For the word "errors", give the number of lines in these entries that contain it, with nothing else.

━━ RECORD EXTRACTS ━━

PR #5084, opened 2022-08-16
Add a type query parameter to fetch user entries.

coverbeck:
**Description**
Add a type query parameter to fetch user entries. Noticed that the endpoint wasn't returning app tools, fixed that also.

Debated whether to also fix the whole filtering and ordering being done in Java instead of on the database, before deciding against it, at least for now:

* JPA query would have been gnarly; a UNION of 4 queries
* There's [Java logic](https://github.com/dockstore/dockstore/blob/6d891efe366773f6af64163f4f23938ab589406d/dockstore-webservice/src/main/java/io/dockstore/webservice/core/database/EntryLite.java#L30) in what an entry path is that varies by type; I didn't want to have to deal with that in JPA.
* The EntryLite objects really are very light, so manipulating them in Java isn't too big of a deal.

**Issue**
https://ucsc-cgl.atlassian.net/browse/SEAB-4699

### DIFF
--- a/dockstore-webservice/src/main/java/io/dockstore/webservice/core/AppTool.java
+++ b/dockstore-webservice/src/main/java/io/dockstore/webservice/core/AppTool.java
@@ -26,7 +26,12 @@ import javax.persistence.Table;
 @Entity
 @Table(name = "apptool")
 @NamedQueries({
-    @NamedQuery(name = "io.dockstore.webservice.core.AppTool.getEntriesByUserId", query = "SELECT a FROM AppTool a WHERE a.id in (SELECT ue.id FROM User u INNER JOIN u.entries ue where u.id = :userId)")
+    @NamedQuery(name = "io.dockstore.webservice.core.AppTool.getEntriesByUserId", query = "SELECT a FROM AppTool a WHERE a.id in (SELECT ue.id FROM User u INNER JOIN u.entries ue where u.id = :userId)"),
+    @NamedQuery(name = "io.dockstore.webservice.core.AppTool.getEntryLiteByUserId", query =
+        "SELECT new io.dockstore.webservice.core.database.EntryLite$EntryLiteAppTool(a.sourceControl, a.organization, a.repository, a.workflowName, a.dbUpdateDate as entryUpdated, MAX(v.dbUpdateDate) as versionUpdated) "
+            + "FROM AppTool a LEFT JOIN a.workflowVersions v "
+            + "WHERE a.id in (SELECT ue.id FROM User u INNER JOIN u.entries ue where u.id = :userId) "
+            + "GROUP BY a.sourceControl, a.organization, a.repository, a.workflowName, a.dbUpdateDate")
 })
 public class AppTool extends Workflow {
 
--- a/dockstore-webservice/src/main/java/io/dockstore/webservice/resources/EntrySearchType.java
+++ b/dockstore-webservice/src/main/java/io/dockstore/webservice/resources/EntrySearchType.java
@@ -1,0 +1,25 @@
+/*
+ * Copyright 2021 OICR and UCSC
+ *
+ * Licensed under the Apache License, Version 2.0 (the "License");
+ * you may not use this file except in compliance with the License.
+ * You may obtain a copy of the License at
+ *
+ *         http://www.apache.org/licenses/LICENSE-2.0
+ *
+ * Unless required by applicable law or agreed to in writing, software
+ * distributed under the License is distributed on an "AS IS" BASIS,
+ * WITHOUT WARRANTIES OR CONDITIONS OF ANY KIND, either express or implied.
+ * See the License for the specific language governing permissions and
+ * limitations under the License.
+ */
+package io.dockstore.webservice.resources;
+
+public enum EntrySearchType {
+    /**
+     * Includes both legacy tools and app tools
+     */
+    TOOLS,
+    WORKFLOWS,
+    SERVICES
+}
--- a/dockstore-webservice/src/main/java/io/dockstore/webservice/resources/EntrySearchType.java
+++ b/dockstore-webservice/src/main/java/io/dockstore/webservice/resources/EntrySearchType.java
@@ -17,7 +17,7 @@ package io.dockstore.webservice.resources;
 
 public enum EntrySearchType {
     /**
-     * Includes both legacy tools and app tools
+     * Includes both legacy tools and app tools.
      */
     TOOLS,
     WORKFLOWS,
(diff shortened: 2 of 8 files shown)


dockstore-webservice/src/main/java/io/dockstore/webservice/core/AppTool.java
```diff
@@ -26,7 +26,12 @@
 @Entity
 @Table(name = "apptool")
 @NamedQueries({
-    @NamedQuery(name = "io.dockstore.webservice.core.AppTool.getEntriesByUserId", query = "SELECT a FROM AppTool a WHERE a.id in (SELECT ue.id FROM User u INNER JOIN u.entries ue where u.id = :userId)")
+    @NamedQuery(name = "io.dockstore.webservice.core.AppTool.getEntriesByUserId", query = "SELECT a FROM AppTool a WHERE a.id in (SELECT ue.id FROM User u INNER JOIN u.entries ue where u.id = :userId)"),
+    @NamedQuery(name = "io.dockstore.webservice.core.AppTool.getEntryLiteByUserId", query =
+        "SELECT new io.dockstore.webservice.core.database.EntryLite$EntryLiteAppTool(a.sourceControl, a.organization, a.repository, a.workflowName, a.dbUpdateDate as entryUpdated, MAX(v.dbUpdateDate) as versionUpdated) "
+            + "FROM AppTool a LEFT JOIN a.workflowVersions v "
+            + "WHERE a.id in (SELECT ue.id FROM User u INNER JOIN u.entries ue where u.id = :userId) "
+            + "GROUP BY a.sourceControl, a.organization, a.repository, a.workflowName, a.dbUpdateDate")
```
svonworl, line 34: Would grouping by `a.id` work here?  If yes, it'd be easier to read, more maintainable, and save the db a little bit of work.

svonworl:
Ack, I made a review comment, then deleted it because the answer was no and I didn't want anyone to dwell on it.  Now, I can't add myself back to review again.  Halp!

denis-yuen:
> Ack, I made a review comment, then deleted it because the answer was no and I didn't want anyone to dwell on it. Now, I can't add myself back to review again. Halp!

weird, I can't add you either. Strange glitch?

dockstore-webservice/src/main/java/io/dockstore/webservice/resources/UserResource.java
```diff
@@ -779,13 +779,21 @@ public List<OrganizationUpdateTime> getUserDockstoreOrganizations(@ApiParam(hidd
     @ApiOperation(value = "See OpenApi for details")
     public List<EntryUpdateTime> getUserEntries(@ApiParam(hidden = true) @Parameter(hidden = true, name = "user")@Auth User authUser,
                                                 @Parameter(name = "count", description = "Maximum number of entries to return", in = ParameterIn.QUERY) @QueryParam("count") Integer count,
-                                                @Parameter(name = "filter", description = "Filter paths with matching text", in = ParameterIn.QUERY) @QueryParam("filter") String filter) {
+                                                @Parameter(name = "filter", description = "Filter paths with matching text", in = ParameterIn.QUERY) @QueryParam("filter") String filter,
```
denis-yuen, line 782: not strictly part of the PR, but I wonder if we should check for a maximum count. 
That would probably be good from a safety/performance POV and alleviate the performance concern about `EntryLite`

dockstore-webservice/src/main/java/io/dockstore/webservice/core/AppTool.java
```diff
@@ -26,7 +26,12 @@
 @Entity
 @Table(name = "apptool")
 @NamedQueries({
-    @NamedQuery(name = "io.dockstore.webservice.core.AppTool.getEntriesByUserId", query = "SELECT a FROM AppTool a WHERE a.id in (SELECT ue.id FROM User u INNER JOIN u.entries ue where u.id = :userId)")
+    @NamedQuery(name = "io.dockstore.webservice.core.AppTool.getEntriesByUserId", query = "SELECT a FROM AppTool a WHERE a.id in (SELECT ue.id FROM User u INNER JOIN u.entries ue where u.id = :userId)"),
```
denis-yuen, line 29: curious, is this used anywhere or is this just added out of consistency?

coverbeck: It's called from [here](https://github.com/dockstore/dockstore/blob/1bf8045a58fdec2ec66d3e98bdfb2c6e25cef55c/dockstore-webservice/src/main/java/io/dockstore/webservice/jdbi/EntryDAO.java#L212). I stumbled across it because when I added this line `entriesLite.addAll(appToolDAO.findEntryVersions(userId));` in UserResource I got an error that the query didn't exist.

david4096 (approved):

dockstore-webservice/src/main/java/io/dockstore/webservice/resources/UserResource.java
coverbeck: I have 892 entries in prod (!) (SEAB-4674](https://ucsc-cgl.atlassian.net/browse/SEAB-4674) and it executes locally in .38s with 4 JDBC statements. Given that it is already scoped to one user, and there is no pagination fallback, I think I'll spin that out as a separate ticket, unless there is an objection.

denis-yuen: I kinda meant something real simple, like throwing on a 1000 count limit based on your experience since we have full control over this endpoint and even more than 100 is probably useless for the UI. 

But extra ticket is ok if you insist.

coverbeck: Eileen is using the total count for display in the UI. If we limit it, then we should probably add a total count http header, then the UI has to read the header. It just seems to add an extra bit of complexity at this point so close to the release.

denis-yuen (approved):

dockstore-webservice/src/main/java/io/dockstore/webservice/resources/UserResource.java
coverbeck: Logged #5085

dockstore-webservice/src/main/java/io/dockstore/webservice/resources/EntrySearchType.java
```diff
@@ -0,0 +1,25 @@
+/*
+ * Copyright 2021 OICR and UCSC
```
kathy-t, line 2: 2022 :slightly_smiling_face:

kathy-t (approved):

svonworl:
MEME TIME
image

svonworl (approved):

━━━
━━ RECORD EXTRACTS ━━

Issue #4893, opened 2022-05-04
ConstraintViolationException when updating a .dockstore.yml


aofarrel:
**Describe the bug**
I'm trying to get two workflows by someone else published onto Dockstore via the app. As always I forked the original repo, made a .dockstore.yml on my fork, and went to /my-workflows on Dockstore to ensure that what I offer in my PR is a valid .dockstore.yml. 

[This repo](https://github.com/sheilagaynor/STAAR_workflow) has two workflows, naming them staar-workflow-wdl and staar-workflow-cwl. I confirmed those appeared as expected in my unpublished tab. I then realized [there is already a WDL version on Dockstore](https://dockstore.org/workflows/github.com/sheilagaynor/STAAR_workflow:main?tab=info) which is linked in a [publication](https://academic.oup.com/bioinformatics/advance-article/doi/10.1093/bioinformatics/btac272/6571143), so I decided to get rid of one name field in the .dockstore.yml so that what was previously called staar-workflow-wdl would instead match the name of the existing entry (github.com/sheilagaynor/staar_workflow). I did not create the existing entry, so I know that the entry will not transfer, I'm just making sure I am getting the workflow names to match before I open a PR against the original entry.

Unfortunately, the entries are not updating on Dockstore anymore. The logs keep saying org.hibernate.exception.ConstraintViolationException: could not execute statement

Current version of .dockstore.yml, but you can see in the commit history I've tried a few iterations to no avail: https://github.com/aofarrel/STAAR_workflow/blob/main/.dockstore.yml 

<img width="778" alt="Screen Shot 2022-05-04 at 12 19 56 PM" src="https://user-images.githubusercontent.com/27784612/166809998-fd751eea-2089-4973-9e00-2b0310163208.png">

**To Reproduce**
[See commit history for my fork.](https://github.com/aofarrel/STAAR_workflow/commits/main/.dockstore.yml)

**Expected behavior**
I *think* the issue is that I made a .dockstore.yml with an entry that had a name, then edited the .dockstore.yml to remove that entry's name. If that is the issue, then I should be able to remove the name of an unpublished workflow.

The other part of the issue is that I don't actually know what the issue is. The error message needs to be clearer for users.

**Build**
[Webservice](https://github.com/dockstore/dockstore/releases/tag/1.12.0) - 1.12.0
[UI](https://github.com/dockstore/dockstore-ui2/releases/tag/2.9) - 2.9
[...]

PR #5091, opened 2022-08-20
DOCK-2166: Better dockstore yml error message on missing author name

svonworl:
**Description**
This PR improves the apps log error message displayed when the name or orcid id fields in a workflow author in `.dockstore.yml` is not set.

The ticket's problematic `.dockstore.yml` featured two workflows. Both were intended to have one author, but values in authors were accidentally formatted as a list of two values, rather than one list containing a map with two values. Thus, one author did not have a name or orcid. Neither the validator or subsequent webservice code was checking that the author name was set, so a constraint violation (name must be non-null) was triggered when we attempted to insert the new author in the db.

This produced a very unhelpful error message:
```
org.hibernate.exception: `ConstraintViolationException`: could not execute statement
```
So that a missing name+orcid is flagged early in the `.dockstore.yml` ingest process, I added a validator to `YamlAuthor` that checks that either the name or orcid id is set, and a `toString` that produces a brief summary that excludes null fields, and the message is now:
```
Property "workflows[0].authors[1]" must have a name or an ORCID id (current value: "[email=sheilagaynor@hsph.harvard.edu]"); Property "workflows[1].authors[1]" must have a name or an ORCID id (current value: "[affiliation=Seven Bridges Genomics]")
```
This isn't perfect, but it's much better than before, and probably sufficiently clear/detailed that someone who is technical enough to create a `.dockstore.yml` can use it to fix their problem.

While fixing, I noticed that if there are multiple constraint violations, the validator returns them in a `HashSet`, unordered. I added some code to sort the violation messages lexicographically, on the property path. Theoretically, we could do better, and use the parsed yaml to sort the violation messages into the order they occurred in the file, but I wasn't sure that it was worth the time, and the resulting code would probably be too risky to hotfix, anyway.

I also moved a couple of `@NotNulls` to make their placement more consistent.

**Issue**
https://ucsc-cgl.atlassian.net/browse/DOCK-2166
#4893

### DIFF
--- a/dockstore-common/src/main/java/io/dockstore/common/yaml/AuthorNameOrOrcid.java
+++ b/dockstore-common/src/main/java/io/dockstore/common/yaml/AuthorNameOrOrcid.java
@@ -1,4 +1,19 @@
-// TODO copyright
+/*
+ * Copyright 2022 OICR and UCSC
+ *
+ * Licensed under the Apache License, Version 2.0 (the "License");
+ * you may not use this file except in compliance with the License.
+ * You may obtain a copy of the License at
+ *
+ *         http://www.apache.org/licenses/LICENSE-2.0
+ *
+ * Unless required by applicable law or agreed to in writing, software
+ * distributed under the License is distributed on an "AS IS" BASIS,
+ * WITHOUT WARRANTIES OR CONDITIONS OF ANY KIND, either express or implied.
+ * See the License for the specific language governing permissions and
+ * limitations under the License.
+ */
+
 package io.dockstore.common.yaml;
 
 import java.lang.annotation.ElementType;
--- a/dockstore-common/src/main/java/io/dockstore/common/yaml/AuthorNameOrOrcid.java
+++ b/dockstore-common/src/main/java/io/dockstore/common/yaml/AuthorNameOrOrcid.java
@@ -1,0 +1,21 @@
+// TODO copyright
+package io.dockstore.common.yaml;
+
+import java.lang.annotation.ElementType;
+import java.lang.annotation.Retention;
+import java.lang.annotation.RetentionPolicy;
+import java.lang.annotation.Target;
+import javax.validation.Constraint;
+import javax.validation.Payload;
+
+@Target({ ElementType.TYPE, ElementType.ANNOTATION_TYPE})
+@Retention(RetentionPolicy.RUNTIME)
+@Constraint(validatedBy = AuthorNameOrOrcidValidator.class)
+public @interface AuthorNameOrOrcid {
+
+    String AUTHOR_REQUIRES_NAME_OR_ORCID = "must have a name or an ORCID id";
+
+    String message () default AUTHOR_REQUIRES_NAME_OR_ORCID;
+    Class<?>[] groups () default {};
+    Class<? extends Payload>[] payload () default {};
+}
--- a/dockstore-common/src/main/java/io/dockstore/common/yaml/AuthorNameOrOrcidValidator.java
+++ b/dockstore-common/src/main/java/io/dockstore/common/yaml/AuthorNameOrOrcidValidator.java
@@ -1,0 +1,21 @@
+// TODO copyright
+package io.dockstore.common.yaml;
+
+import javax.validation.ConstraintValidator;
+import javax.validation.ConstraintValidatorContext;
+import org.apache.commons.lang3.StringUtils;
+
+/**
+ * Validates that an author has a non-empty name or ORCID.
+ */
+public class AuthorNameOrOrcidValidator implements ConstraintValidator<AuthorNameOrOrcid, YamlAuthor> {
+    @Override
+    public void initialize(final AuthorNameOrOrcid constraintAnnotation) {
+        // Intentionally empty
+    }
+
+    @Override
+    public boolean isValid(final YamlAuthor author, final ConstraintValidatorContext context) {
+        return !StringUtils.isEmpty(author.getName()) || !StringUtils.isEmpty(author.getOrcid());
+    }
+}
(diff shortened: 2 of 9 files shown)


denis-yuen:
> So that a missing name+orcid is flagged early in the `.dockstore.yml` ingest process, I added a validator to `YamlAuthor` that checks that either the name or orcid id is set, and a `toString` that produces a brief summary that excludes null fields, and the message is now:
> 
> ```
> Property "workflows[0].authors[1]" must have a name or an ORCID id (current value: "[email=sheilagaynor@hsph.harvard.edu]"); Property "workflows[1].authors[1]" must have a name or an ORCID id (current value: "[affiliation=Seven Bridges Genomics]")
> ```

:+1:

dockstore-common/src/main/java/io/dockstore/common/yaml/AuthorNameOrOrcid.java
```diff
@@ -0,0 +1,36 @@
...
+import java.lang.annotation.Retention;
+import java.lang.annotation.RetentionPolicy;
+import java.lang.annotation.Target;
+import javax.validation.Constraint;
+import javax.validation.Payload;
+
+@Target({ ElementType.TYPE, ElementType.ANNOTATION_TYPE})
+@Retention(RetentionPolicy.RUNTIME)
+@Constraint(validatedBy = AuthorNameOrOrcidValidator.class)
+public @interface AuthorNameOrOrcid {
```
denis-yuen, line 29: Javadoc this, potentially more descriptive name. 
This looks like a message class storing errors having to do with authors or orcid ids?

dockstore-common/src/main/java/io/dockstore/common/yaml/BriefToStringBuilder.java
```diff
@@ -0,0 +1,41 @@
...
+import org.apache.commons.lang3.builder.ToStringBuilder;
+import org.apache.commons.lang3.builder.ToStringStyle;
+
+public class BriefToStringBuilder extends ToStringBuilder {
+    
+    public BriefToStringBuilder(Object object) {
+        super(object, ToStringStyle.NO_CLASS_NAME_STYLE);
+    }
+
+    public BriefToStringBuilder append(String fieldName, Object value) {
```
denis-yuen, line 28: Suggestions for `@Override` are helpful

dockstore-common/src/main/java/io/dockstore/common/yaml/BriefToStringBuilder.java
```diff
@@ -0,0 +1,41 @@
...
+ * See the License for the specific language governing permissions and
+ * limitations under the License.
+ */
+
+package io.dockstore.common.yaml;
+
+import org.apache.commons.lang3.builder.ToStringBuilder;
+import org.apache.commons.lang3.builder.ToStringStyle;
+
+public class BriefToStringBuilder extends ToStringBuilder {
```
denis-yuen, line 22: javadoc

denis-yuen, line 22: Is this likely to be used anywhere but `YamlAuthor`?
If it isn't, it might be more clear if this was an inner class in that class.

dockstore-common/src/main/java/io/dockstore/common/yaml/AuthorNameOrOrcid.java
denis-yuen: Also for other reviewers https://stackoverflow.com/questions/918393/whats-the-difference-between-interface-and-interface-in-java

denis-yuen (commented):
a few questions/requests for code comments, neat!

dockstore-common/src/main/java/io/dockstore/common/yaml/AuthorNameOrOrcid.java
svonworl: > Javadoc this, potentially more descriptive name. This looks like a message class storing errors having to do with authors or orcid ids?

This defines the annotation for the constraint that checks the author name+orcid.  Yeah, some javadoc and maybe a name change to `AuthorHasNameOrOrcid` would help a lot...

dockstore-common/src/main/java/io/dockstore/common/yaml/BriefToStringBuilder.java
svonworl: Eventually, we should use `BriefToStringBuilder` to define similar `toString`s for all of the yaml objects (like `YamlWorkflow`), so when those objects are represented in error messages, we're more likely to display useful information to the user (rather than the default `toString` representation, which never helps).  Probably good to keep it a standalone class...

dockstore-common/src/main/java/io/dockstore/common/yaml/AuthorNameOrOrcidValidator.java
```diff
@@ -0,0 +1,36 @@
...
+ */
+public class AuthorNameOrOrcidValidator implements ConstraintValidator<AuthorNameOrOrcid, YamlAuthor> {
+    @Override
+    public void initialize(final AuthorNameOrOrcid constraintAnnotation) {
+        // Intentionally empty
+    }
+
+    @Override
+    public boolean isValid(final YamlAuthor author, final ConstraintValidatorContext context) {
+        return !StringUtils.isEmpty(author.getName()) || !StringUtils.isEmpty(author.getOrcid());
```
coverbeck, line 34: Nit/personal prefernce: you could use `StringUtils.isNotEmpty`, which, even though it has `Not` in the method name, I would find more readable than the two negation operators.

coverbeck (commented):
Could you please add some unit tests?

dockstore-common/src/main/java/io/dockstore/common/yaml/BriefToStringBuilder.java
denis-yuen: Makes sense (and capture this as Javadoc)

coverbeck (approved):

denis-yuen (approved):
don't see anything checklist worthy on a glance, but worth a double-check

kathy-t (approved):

━━━

## SOLUTION FOR THIS TASK
2